_RECORDS_

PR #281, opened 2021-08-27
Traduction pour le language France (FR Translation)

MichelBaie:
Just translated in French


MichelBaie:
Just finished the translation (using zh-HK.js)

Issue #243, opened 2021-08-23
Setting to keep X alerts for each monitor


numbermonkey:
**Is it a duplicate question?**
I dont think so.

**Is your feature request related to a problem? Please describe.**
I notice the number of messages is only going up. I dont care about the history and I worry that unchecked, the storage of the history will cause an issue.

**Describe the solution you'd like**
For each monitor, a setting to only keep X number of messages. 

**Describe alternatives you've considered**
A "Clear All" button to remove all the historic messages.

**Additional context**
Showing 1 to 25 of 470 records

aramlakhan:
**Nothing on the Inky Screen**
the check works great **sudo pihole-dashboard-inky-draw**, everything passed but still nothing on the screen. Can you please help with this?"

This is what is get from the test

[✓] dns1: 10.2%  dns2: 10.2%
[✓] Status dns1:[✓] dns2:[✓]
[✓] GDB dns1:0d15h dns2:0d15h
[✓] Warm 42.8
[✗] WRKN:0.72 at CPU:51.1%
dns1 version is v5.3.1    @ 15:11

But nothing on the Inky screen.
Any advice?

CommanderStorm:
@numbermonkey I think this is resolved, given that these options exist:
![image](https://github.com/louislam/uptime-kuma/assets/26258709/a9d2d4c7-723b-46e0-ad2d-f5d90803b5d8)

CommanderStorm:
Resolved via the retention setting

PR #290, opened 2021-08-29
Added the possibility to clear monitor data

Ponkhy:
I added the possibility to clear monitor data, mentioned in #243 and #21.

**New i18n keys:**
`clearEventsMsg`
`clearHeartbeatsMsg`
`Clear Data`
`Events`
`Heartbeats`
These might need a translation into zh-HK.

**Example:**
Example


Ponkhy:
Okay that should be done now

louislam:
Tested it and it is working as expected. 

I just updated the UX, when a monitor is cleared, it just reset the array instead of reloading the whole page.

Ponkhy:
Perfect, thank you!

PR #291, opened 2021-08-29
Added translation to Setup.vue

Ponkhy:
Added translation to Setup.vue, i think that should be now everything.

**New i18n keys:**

==

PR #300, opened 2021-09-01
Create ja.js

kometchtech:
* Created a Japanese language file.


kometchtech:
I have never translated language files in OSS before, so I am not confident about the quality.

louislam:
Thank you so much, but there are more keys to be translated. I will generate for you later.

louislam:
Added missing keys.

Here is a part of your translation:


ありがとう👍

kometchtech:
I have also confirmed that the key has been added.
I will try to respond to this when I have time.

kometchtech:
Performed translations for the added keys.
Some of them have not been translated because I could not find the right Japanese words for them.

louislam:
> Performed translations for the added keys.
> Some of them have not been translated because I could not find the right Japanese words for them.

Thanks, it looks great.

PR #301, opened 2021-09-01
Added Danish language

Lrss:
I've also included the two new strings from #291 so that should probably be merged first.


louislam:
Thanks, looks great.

---

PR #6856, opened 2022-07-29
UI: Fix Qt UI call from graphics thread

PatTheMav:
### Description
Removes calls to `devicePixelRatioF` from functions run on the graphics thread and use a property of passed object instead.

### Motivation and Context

_EXERCISE_
One stretch of the lines above is wanted, from the line that contains "PR #281, opened 2021-08-27" through the line that contains "This is what is get from the test". Output it exactly.

_TASK SOLUTION_
PR #281, opened 2021-08-27
Traduction pour le language France (FR Translation)

MichelBaie:
Just translated in French


MichelBaie:
Just finished the translation (using zh-HK.js)

Issue #243, opened 2021-08-23
Setting to keep X alerts for each monitor


numbermonkey:
**Is it a duplicate question?**
I dont think so.

**Is your feature request related to a problem? Please describe.**
I notice the number of messages is only going up. I dont care about the history and I worry that unchecked, the storage of the history will cause an issue.

**Describe the solution you'd like**
For each monitor, a setting to only keep X number of messages. 

**Describe alternatives you've considered**
A "Clear All" button to remove all the historic messages.

**Additional context**
Showing 1 to 25 of 470 records

aramlakhan:
**Nothing on the Inky Screen**
the check works great **sudo pihole-dashboard-inky-draw**, everything passed but still nothing on the screen. Can you please help with this?"

This is what is get from the test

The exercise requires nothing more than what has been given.